* _YOUR TASK_:
Would you transcribe the records word for word, please?

· · · ·

PR #10732, opened 2024-04-26
fix serialization for sqs http calls

baermat:
## Motivation
When performing API calls for sqs like "ReceiveMessage" directly via HTTP outside the CLI, the response was malformed. It was malformed in general, and had an additional error for json messages. This PR addresses these issues.

## Changes
- fixes the json parsing by taking into account the escaping of a potential json dump

## TODO

What's left to do:

- [x] clarify if the asymmetry between the marker conversions has a reason. It seems odd that the code goes to great lengths explaining the reason for all the conversion, only to have these two ways differ -> not doing this results in strange conversion errors for \r on non-json messages.
- [ ] while tackling this, I found another bug: the response for ReceiveMessage is potentially further malformed. A usual cli call returns ```{Messages:[{<msg_1>}, {<msg_2>}, ...]}``` but we return ```{Message:{<msg_1>}}``` if there is one message, and ```{Message:[{<msg_1>}, {<msg_2>}, ...]}``` if there are more than one (note the missing plural s of Message). AWS' response is also different with a "direct" http call, but it is only the case that is different ("Messages" vs "messages"). How to proceed here? It seems to be an error in the automatic response creation of LS

### DIFF
--- a/localstack/aws/protocol/serializer.py
+++ b/localstack/aws/protocol/serializer.py
@@ -1654,12 +1654,13 @@ class SqsQueryResponseSerializer(QueryResponseSerializer):
         # Undo the second escaping of the &
         # Undo the second escaping of the carriage return (\r)
         if mime_type == APPLICATION_JSON:
+            # At this point the json was already dumped and escaped, so we replace directly.
             generated_string = generated_string.replace(r"__marker__\"__marker__", r"\"").replace(
                 "__marker__-r__marker__", r"\r"
             )
         else:
-            generated_string = generated_string.replace('__marker__"__marker__', '"').replace(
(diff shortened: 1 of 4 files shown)


alexrashed (approved):
Whoof, that must have been terrible to pin down! Really great catch! Thanks a lot for tackling this! 🦸🏽 
The implementation looks good (as good as it can be on my initial hacky solution), the AWS validated test is great to avoid a regression in the future, and to have a kick-start when tackling the other issue you detected. 🚀

thrau (approved):
Tested and works great, also via the dev endpoint. Thanks @baermat, nice job tracking this down! :100:

Issue #10606, opened 2024-04-05
enhancement request: Add AWS:EC2::PrefixList and AWS::EC2::VPCEndpoint to CloudFormation


Relenna:
### Is there an existing issue for this?

- [X] I have searched the existing issues

### Enhancement description

Hi, I would like to request adding possibility to create 'AWS:EC2::PrefixList' and 'AWS::EC2::VPCEndpoint' resources via CloudFormation

pinzon:
The solution for this issue has been merged. Please make sure to pull the latest image.

PR #10735, opened 2024-04-26
add resource providers for vpc endpoint and prefix list

pinzon:
## Motivation
Addresses #10606. This PR adds new resource providers for the EC2 service

## Changes
- New resource provider for AWS::EC2::PrefixList
- New resource provider for AWS::EC2::VpcEndpoint

## Testing
- new deployment test for each resource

· · · ·

* _SOLUTION_:
PR #10732, opened 2024-04-26
fix serialization for sqs http calls

baermat:
## Motivation
When performing API calls for sqs like "ReceiveMessage" directly via HTTP outside the CLI, the response was malformed. It was malformed in general, and had an additional error for json messages. This PR addresses these issues.

## Changes
- fixes the json parsing by taking into account the escaping of a potential json dump

## TODO

What's left to do:

- [x] clarify if the asymmetry between the marker conversions has a reason. It seems odd that the code goes to great lengths explaining the reason for all the conversion, only to have these two ways differ -> not doing this results in strange conversion errors for \r on non-json messages.
- [ ] while tackling this, I found another bug: the response for ReceiveMessage is potentially further malformed. A usual cli call returns ```{Messages:[{<msg_1>}, {<msg_2>}, ...]}``` but we return ```{Message:{<msg_1>}}``` if there is one message, and ```{Message:[{<msg_1>}, {<msg_2>}, ...]}``` if there are more than one (note the missing plural s of Message). AWS' response is also different with a "direct" http call, but it is only the case that is different ("Messages" vs "messages"). How to proceed here? It seems to be an error in the automatic response creation of LS

### DIFF
--- a/localstack/aws/protocol/serializer.py
+++ b/localstack/aws/protocol/serializer.py
@@ -1654,12 +1654,13 @@ class SqsQueryResponseSerializer(QueryResponseSerializer):
         # Undo the second escaping of the &
         # Undo the second escaping of the carriage return (\r)
         if mime_type == APPLICATION_JSON:
+            # At this point the json was already dumped and escaped, so we replace directly.
             generated_string = generated_string.replace(r"__marker__\"__marker__", r"\"").replace(
                 "__marker__-r__marker__", r"\r"
             )
         else:
-            generated_string = generated_string.replace('__marker__"__marker__', '"').replace(
(diff shortened: 1 of 4 files shown)


alexrashed (approved):
Whoof, that must have been terrible to pin down! Really great catch! Thanks a lot for tackling this! 🦸🏽 
The implementation looks good (as good as it can be on my initial hacky solution), the AWS validated test is great to avoid a regression in the future, and to have a kick-start when tackling the other issue you detected. 🚀

thrau (approved):
Tested and works great, also via the dev endpoint. Thanks @baermat, nice job tracking this down! :100:

Issue #10606, opened 2024-04-05
enhancement request: Add AWS:EC2::PrefixList and AWS::EC2::VPCEndpoint to CloudFormation


Relenna:
### Is there an existing issue for this?

- [X] I have searched the existing issues

### Enhancement description

Hi, I would like to request adding possibility to create 'AWS:EC2::PrefixList' and 'AWS::EC2::VPCEndpoint' resources via CloudFormation

pinzon:
The solution for this issue has been merged. Please make sure to pull the latest image.

PR #10735, opened 2024-04-26
add resource providers for vpc endpoint and prefix list

pinzon:
## Motivation
Addresses #10606. This PR adds new resource providers for the EC2 service

## Changes
- New resource provider for AWS::EC2::PrefixList
- New resource provider for AWS::EC2::VpcEndpoint

## Testing
- new deployment test for each resource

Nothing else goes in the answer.